Egyptians chant slogans during clashes between supporters and opponents of Egypt's president and his Muslim Brotherhood in Luxor, Egypt, June 19, 2013.
Khayat's appointment last week infuriated tourism workers and others in the historic city of Luxor, who have already been hard hit by post-revolution unrest that has kept many foreign tourists away.  Khayat's opponents felt the symbolism of his being named, and his group's advocacy of strict Sharia law, would cause a further decline, prompting  raucous protests against him.

His posting was widely seen as a move by President Mohamed Morsi to bring other, sometimes rival Islamists to his side ahead of mass anti-government protests planned for later this month.

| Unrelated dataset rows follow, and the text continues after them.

PR #3866, opened 2020-09-18
sideload-repo-systemd: Various fixes

wjt:
Previously, if there were no existing symlinks, this script would fail:

    wjt@camille:~$ LANG=en_GB.utf8 bash -x /usr/libexec/flatpak-create-sideload-symlinks.sh /run/media/wjt
    + test 1 -eq 1
    + test -d /run/media/wjt
    + for f in "$1"/*
    + test -d '/run/media/wjt/*'
    + continue
    + for f in /run/flatpak/sideload-repos/automount-*
    + test -e '/run/flatpak/sideload-repos/automount-*'
    + rm '/run/flatpak/sideload-repos/automount-*'
    rm: cannot remove '/run/flatpak/sideload-repos/automount-*': No such file or directory

This is due to the surprising POSIX shell behaviour that a glob that
matches no files expands to itself, rather than to the empty list.

http://mywiki.wooledge.org/BashFAQ/004

The POSIX solution is to add 'test -L $f' inside the loop to check if
the variable actually exists.  The first loop in this script uses this
technique: it has a 'test -d "$f"', seen in the trace above.

Bash implements a 'nullglob' feature which gives globs the behaviour you
might hope for. Set it in this script.

### DIFF
--- a/sideload-repos-systemd/flatpak-create-sideload-symlinks.sh
+++ b/sideload-repos-systemd/flatpak-create-sideload-symlinks.sh
@@ -26,6 +26,10 @@ done
 
 # Remove any broken symlinks e.g. from drives that were removed
 for f in /run/flatpak/sideload-repos/automount*; do
+    OWNER=$(stat -c '%u' "$f")
+    if [ "$UID" != "$OWNER" ]; then
+        continue
+    fi
     if ! test -e "$f"; then
         rm "$f"
     fi
--- a/sideload-repos-systemd/flatpak-create-sideload-symlinks.sh
+++ b/sideload-repos-systemd/flatpak-create-sideload-symlinks.sh
@@ -1,6 +1,7 @@
 #!/bin/bash
 
 # This script is intended to be run by flatpak-sideload-usb-repo.service
+
 shopt -s nullglob
 
 if ! test $# -eq 1 || ! test -d "$1"; then
--- a/sideload-repos-systemd/flatpak-create-sideload-symlinks.sh
+++ b/sideload-repos-systemd/flatpak-create-sideload-symlinks.sh
@@ -17,7 +17,7 @@ for f in "$1"/*; do
     if ! test -d "$f"; then
         continue
     fi
-    unique_name=automount-$(echo "$f" | sha256sum | cut -f 1 -d ' ')
+    unique_name=automount$(systemd-escape "$f")
     if test -e "/run/flatpak/sideload-repos/$unique_name"; then
         continue
     fi
@@ -25,7 +25,7 @@ for f in "$1"/*; do
 done
 
 # Remove any broken symlinks e.g. from drives that were removed
-for f in /run/flatpak/sideload-repos/automount-*; do
+for f in /run/flatpak/sideload-repos/automount*; do
     if ! test -e "$f"; then
         rm "$f"
     fi
--- a/sideload-repos-systemd/flatpak-create-sideload-symlinks.sh
+++ b/sideload-repos-systemd/flatpak-create-sideload-symlinks.sh
@@ -1,6 +1,7 @@
 #!/bin/bash
 
 # This script is intended to be run by flatpak-sideload-usb-repo.service
+shopt -s nullglob
 
 if ! test $# -eq 1 || ! test -d "$1"; then
   echo "Error: first argument must be a directory"
--- a/sideload-repos-systemd/flatpak-sideload-usb-repo.path.in
+++ b/sideload-repos-systemd/flatpak-sideload-usb-repo.path.in
@@ -1,6 +1,6 @@
 # This unit is intended to be installed in the systemd user instance, and
-# depends on flatpak-sideload-repos-dir.service being in the system instance
-# and running first. The idea here is that we add any USB drive mounts to the
+# depends on /run/flatpak/sideload-repos having been created via
+# systemd-tmpfiles. The idea here is that we add any USB drive mounts to the
 # appropriate directory so Flatpak can find and pull from them in case they
 # have flatpaks on them, both when a new drive is inserted and at the start of
 # the user session.
--- a/sideload-repos-systemd/flatpak-sideload-usb-repo.path.in
+++ b/sideload-repos-systemd/flatpak-sideload-usb-repo.path.in
@@ -5,7 +5,6 @@
 # have flatpaks on them, both when a new drive is inserted and at the start of
 # the user session.
 [Path]
-PathExists=@media_dir@/%u
 PathChanged=@media_dir@/%u
 
 [Install]
--- a/sideload-repos-systemd/flatpak-sideload-usb-repo.service.in
+++ b/sideload-repos-systemd/flatpak-sideload-usb-repo.service.in
@@ -3,3 +3,6 @@
 [Service]
 Type=oneshot
 ExecStart=@libexecdir@/flatpak-create-sideload-symlinks.sh @media_dir@/%u
+
+[Install]
+WantedBy=default.target


wjt:
Whenever I plug in a USB drive, I get 20,000 failures of this script.

```
# sideload-1-minute.txt is the output of `journalctl --user --since='1m ago'
wjt@camille:~$ perl -pe 's/.*? camille.*: //' sideload-1-minute.txt | sort | uniq -c
  20000 Failed to start flatpak-sideload-usb-repo.service.
  10000 Failed with result 'start-limit-hit'.
     30 Finished flatpak-sideload-usb-repo.service.
     30 Starting flatpak-sideload-usb-repo.service...
  10000 Start request repeated too quickly.
     30 Succeeded.
```

I am suspicious that it will still be launched in a tight loop. Reading `man systemd.path`:

```
When a service unit triggered by a path unit terminates (regardless whether it exited
successfully or failed), monitored paths are checked immediately again, and the service
accordingly restarted instantly. As protection against busy looping in this trigger/start
cycle, a start rate limit is enforced on the service unit, see StartLimitIntervalSec= and
StartLimitBurst= in systemd.unit(5). Unlike other service failures, the error condition
that the start rate limit is hit is propagated from the service unit to the path unit and
causes the path unit to fail as well, thus ending the loop.
```

Does this script need some rate-limiting?

I am also rather suspicious of [this bit](https://github.com/wjt/flatpak/blob/8c61324b6b60a7a7f27b4b81d8a9209127e43666/sideload-repos-systemd/flatpak-create-sideload-symlinks.sh#L26-L31):

```
# Remove any broken symlinks e.g. from drives that were removed
for f in /run/flatpak/sideload-repos/automount-*; do
    if ! test -e "$f"; then
        rm "$f"
    fi
done
```

Consider a system with multiple active sessions, via fast user switching. Will this script not potentially try to clean up symlinks it does not own?

```
    unique_name=automount-$(echo "$f" | sha256sum | cut -f 1 -d ' ')
```

Could this not be:

```
unique_name=automount$(systemd-escape "$f")
```

to preserve uniqueness while also allowing the symlink to have a recognisable name?

wjt:
Yeah, even with this change the service keeps getting relaunched, over and over again.

wjt:
I've pushed a patch which some brief testing suggests will fix the busylooping problem. (I haven't tested logging out and in again.)

mwleeds:
Thanks. Sorry I should have tested it more (thought I did but can't really remember). Will look at these changes today.

mwleeds:
> Whenever I plug in a USB drive, I get 20,000 failures of this script.
> 
> ```
> # sideload-1-minute.txt is the output of `journalctl --user --since='1m ago'
> wjt@camille:~$ perl -pe 's/.*? camille.*: //' sideload-1-minute.txt | sort | uniq -c
>   20000 Failed to start flatpak-sideload-usb-repo.service.
>   10000 Failed with result 'start-limit-hit'.
>      30 Finished flatpak-sideload-usb-repo.service.
>      30 Starting flatpak-sideload-usb-repo.service...
>   10000 Start request repeated too quickly.
>      30 Succeeded.
> ```
> 
> I am suspicious that it will still be launched in a tight loop. Reading `man systemd.path`:
> 
> ```
> When a service unit triggered by a path unit terminates (regardless whether it exited
> successfully or failed), monitored paths are checked immediately again, and the service
> accordingly restarted instantly. As protection against busy looping in this trigger/start
> cycle, a start rate limit is enforced on the service unit, see StartLimitIntervalSec= and
> StartLimitBurst= in systemd.unit(5). Unlike other service failures, the error condition
> that the start rate limit is hit is propagated from the service unit to the path unit and
> causes the path unit to fail as well, thus ending the loop.
> ```
> 
> Does this script need some rate-limiting?
> 

Looks like you've fixed that issue with a later commit, thanks.
> I am also rather suspicious of [this bit](https://github.com/wjt/flatpak/blob/8c61324b6b60a7a7f27b4b81d8a9209127e43666/sideload-repos-systemd/flatpak-create-sideload-symlinks.sh#L26-L31):
> 
> ```
> # Remove any broken symlinks e.g. from drives that were removed
> for f in /run/flatpak/sideload-repos/automount-*; do
>     if ! test -e "$f"; then
>         rm "$f"
>     fi
> done
> ```
> 
> Consider a system with multiple active sessions, via fast user switching. Will this script not potentially try to clean up symlinks it does not own?

Yeah, perhaps we should test if the file's owner matches the current user.
> 
> ```
>     unique_name=automount-$(echo "$f" | sha256sum | cut -f 1 -d ' ')
> ```
> 
> Could this not be:
> 
> ```
> unique_name=automount$(systemd-escape "$f")
> ```
> 
> to preserve uniqueness while also allowing the symlink to have a recognisable name?

Yeah, that looks like a good solution.

mwleeds:
> I've pushed a patch which some brief testing suggests will fix the busylooping problem. (I haven't tested logging out and in again.)

I did some testing and I think we want to use `graphical-session.target` instead of `default.target`, because:

- I don't think we need to support non-graphical user sessions for this. Those are only technical users.
- With `graphical-session.target` the service runs when each user logs in rather than just when the first user logs in. It's an edge case that probably won't come up but in theory there could be a mount in `/media/user2/` and user1 could log in, then log out, and then user2 could log in, and we would want that mount to be picked up.
- It's easier to reason about if it always happens on login.

mwleeds:
Added a few commits, see if those look reasonable

wjt:
> I did some testing and I think we want to use graphical-session.target instead of default.target, because:
> […]
> - With graphical-session.target the service runs when each user logs in rather than just when the first user logs in. It's an edge case that probably won't come up but in theory there could be a mount in /media/user2/ and user1 could log in, then log out, and then user2 could log in, and we would want that mount to be picked up.

and from the commit message:

> default.target is only hit once per boot whereas
> graphical-session.target is reached each time a user logs in.

The first part is not true. `default.target` on the systemd user session is reached whenever the session opens. On my Endless master system, a stray pipewire process keeps the session from ending after I log out (ticket to follow), but if I kill that, `default.target` is reached afresh the next time I log in (without rebooting).

> We want to
> check if the sym links are up to date on each user login.

In any case, as long as the systemd user session is running, the path will be monitored for changes, so there is no need to explicitly trigger the script if a graphical session stops and starts without the user session going away. So I don't see the upside, and I do see a downside (not launching on non-graphical sessions).

mwleeds:
> > I did some testing and I think we want to use graphical-session.target instead of default.target, because:
> > […]
> > 
> > * With graphical-session.target the service runs when each user logs in rather than just when the first user logs in. It's an edge case that probably won't come up but in theory there could be a mount in /media/user2/ and user1 could log in, then log out, and then user2 could log in, and we would want that mount to be picked up.
> 
> and from the commit message:
> 
> > default.target is only hit once per boot whereas
> > graphical-session.target is reached each time a user logs in.
> 
> The first part is not true. `default.target` on the systemd user session is reached whenever the session opens. On my Endless master system, a stray pipewire process keeps the session from ending after I log out (ticket to follow), but if I kill that, `default.target` is reached afresh the next time I log in (without rebooting).
> 
> > We want to
> > check if the sym links are up to date on each user login.
> 
> In any case, as long as the systemd user session is running, the path will be monitored for changes, so there is no need to explicitly trigger the script if a graphical session stops and starts without the user session going away. So I don't see the upside, and I do see a downside (not launching on non-graphical sessions).

Touché. I see the same on Pop!_OS, namely that the `systemd --user` instance is still running after log out of my main account and has a few stray processes, but when I log into another account `default.target` is reached again, except if there is already a running session for that user in a tty.

mwleeds:
Removed the `graphical-session.target` commit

Morsi had defended his decision as late as Saturday.  In an interview in a state-owned newspaper, he said Khayat had never been linked to the Luxor massacre, and that while a suspect in the assassination of Egyptian President Anwar Sadat, he was acquitted.

Shortly afterward, the leader of Khayat's Construction and Development party called on the governor to resign “for the sake of Egypt.”
 
Gamaa Islamiya and Construction and Development party officials have expressed contempt for the anti-government protesters, and have vowed to carry out counter-actions. 

Security has been stepped up across the country ahead of the demonstrations.